This story reflects the views of this author, but not necessarily the editorial position of Fast Company.

For years, economists and politicians have complained about the abuse of the H1-B visa program—claiming that a system meant to attract highly skilled workers for roles that Silicon Valley struggled to fill in the States was being used to staff tech positions at pay rates too low for most Americans to accept. On the campaign trail, Donald Trump stressed the need to revamp the system by raising the wage requirement and hiring Americans: "I will end forever the use of the H-1B as a cheap labor program, and institute an absolute requirement to hire American workers for every visa and immigration program. No exceptions."

The Trump administration has recently drafted an executive order to prepare for such an overhaul, which includes the following:

Our country's immigration policies should be designed and implemented to serve, first and foremost, the U.S. national interest . . . Visa programs for foreign workers . . . should be administered in a manner that protects the civil rights of American workers and current lawful residents, and that prioritizes the protection of American workers—our forgotten working people—and the jobs they hold.

But to make good on these "America First" intentions, the Trump team is championing certain proposals that could undermine them. One potential unintended outcome, labor experts believe, would be to encourage U.S. companies to outsource labor to India and other low-wage markets, thereby taking those jobs from Americans. And an even likelier consequence is that consumer products, from the iPhone to VR headsets, could surge in price as companies are forced to raise wages to attract American workers.

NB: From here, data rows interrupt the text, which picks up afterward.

PR #607, opened 2020-05-21
Simulate long-running transactions with pre-execution

yuliasherman:
- Add a new test for simulation of a long-running pre-execution request and verify that it's processing does not cause the system to enter a new view.
- Combine cleaning of expired requests and possible primary replica failure into one operation to support long-running requests. Before this change, those requests were not handled properly: after the expiration of preProcessReqWaitTimeMilli_ of 500 ms passed to ReplicaImp handling and completed without preprocessing.
- Added some (const &) qualifier to shared pointers that are not expected to take ownership.

https://jira.eng.vmware.com/browse/BC-2601

### DIFF
--- a/tests/apollo/test_skvbc_preexecution.py
+++ b/tests/apollo/test_skvbc_preexecution.py
@@ -18,6 +18,11 @@ import random
 from util.bft import with_trio, with_bft_network, KEY_FILE_PREFIX
 from util import skvbc as kvbc
 
+NUM_OF_SEQ_WRITES = 100
+MAX_CONCURRENCY = 10
+SHORT_REQ_TIMEOUT_MILLI = 3000
+LONG_REQ_TIMEOUT_MILLI = 15000
+
 def start_replica_cmd(builddir, replica_id):
     """
     Return a command that starts an skvbc replica when passed to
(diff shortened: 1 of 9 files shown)


tests/apollo/test_skvbc_preexecution.py
```diff
@@ -82,44 +87,72 @@ async def run_concurrent_pre_execution_requests(self, skvbc, clients, num_of_req
...
     @with_bft_network(start_replica_cmd)
     async def test_view_change(self, bft_network):
         """
-        Crash the primary replica and verify that the system triggers a view change and moves to a new view
+        Crash the primary replica and verify that the system triggers a view change and moves to a new view.
         """
         bft_network.start_all_replicas()
         skvbc = kvbc.SimpleKVBCProtocol(bft_network)
+
+        await trio.sleep(5)
```
teoparvanov, line 154: Why is this sleep necessary, right after starting the replicas?

teoparvanov:
Some additional comments...

tests/apollo/test_skvbc_preexecution.py
yuliasherman: I realized that the thread pool is not always ready immediately after replicas startup and the first request gets a timeout. It's not an issue in the real environment but causes tests to be unstable.

tests/apollo/test_skvbc_preexecution.py
```diff
@@ -82,44 +87,72 @@ async def run_concurrent_pre_execution_requests(self, skvbc, clients, num_of_req
...
         """
         bft_network.start_all_replicas()
         skvbc = kvbc.SimpleKVBCProtocol(bft_network)
 
-        for i in range(100):
+        for i in range(NUM_OF_SEQ_WRITES):
             client = bft_network.random_client()
             await self.send_single_write_with_pre_execution(skvbc, client)
 
+    @unittest.skip("unstable")
```
teoparvanov, line 107: PS: is this intentionally skipped?

yuliasherman: Yes. This test reproduces an issue we discussed earlier: ( f + 1) against (2f + 1) required pre-processing/client quorum inconsistency.

PR #611, opened 2020-05-22
Added support for constant client requests in tests

HristoStaykov:
by means of a decorator, creating a client in a separate
set from regular clients used by tests.


tests/apollo/util/bft.py
```diff
@@ -85,6 +86,18 @@ def trio_wrapper(*args, **kwargs):
 
     return trio_wrapper
 
+def with_constant_client_requests(async_fn):
```
teoparvanov, line 89: let's call this `with_constant_load`

teoparvanov, line 89: also, you could add a document string to the decorator

teoparvanov:
Let's rebase and have this merged into master!

PR #613, opened 2020-05-22
Fix diagnostics server compilation in release mode

dartdart26:
If compiling in release mode and asserts in Server::listen() are not
evaluated, the unused variable error kicks in. Additionally, the server
would be broken in release mode as the calls inside the asserts would be
removed.

### DIFF
--- a/diagnostics/include/diagnostics_server.h
+++ b/diagnostics/include/diagnostics_server.h
@@ -21,6 +21,7 @@
 #include <cstring>
 #include <future>
 #include <sstream>
+#include <utility>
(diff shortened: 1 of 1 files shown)


dartdart26:
> Thanks @dartdart26.
> Now that we have logging, I think it might be better to log the errors with errnoString rather than using the void cast hack.

@andrewjstone Good idea, I agree. I've pushed another commit that logs the errors and exits on socket call failures in `listen()`. Rationale is explained in the commit message. Please let me know if that interferes with the intended behaviour.

PR #615, opened 2020-05-23
Attempt a fix for hanging CI jobs

teoparvanov:
My initial suspicion is the recently introduced use of SIGTERM instead of SIGKILL for stopping replicas.


teoparvanov:
The goal was improved debuggability by gracefully stopping the replicas, but this alters the test behavior:

https://github.com/vmware/concord-bft/pull/594

PR #616, opened 2020-05-23
Add utility to stream values as formatted kvpairs

andrewjstone:
This is useful for adding structured log information at the end of log
lines.

Rather than forcing us to do things like this:

```
LOG_INFO(STLogger,
         "Init BCStateTran object:"
             << " maxNumOfStoredCheckpoints_=" << maxNumOfStoredCheckpoints_ << " numberOfReservedPages_="
             << numberOfReservedPages_ << " config_.sizeOfReservedPage_=" << config_.sizeOfReservedPage);
```

We get nice formatting automatically by doing this:

```
  LOG_INFO(STLogger,
           "Init BCStateTran object:" << KVLOG(
               maxNumOfStoredCheckpoints, numberOfReservedPages_, config_.sizeOfReservedPage));
```

The latter outputs:

```
<LOG PREAMBLE> "Init BCStateTran object: numOfStoredCheckpoints: <VAL>, numOfReservedPages_: <VAL>, config_.sizeOfReservedPage: <VAL>"
```

where `<VAL>` is the actual value of the variable.

It is anticipated, that along with a type trait that determines whether
an expression is streamable, that we can use this to also output the
executed values of expressions in asserts rather than just the
expressions themselves. This is saved for a future commit.

Please note that this is not a replacement for MDC. This is only for printing one off values for a specific log line. We should use them both appropriately, and avoid duplicating anything already in MDC.

PR #617, opened 2020-05-23
 Print expression values in asserts when possible

andrewjstone:
### This includes the commit for #616. Thats should be merged first.

Currently our assert macros only print the value of expressions for
boolean parameters.

However, this is insufficient for our macros that take 2 parameters,
where we want to know what the value of each parameter is: e.g.
`AssertEQ`, `AssertGE`, `AssertGT`, `AssertLT`, `AssertLE`, and the
newly added `AssertNE`.

The macros listed above will now print the values as well as the
expressions in a key value form of "expression: value" for each
expression parameter, if the expression is capable of being written to a
stream. In other words, the value will be written if expression has an
`<<` operator. Otherwise, the value will be written as an underscore,
`_`.

This enhancement for tolerating unprintable values was made to the KvLog
template functions in kvstream.h introduced in #616. Those functions
will now no longer prevent compilation if someone adds an unprintable
type to a KvLog call. This is somewhat unfortunate, but necessary to
allow the macro wrappers in assertUtils.h to work AFAICT.

I tested this with a few different AssertEQ calls:

```
// Two unprintable lvalues
auto busted_replicas = psd_->getReplicas();
busted_replicas.insert(33);
AssertEQ(replicas_, busted_replicas);

// Log output:
53: 3|05-23-2020 22:31:04.544|139700104681984|FATAL|concord|void bftEngine::SimpleBlockchainStateTransfer::impl::BCStateTran::checkConsistency(bool)| AssertEQ| busted_replicas: _, replicas_: _ in function checkConsistency (/home/andrewstone/concord-bft/bftengine/src/bcstatetransfer/BCStateTran.cpp 2131)
```

```
// Two printable lvalues
auto busted_replica_id = 50;
AssertEQ(config_.myReplicaId, busted_replica_id);

// Log output:
53: 3|05-23-2020 22:34:30.500|140625076410880|FATAL|concord|void bftEngine::SimpleBlockchainStateTransfer::impl::BCStateTran::checkConsistency(bool)| AssertEQ| busted_replica_id: 50, config_.myReplicaId: 3 in function checkConsistency (/home/andrewstone/concord-bft/bftengine/src/bcstatetransfer/BCStateTran.cpp 2133)
```

```
// A printable lvalue, and a printable rvalue
auto busted_replica_id = 50;
AssertEQ(config_.myReplicaId, busted_replica_id + 1);

// Log output:
53: 2|05-23-2020 22:43:02.692|140552776358400|FATAL|concord|void bftEngine::SimpleBlockchainStateTransfer::impl::BCStateTran::checkConsistency(bool)| AssertEQ| busted_replica_id + 1: 51, config_.myReplicaId: 2 in function checkConsistency (/home/andrewstone/concord-bft/bftengine/src/bcstatetransfer/BCStateTran.cpp 2133)
```

### DIFF
--- a/util/include/assertUtils.hpp
+++ b/util/include/assertUtils.hpp
@@ -13,11 +13,14 @@
 
 #pragma once
 
-#include "Logger.hpp"
 #include <cxxabi.h>
 #include <cassert>
 #include <cstring>
 #include <execinfo.h>
+#include <sstream>
+
+#include "kvstream.h"
+#include "Logger.hpp"
 
 inline void printCallStack() {
   const uint32_t MAX_FRAMES = 100;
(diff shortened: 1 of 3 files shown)


andrewjstone:
I will make this more flexible in a future commit. Merging so we can use the asserts, etc... in long run tests.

VIDEO: HOW AN EXECUTIVE ORDER ON H-1B VISAS COULD ACTUALLY HURT THE AMERICAN WORKFORCE

The draft order also proposes several changes to other visas vital to Silicon Valley, such as shrinking the amount of time a foreigner with a student visa is allowed to work in the U.S. after graduating. Another provision that's up for elimination is the L1 visa, which lets companies transfer a foreign worker from an overseas branch to its U.S. office.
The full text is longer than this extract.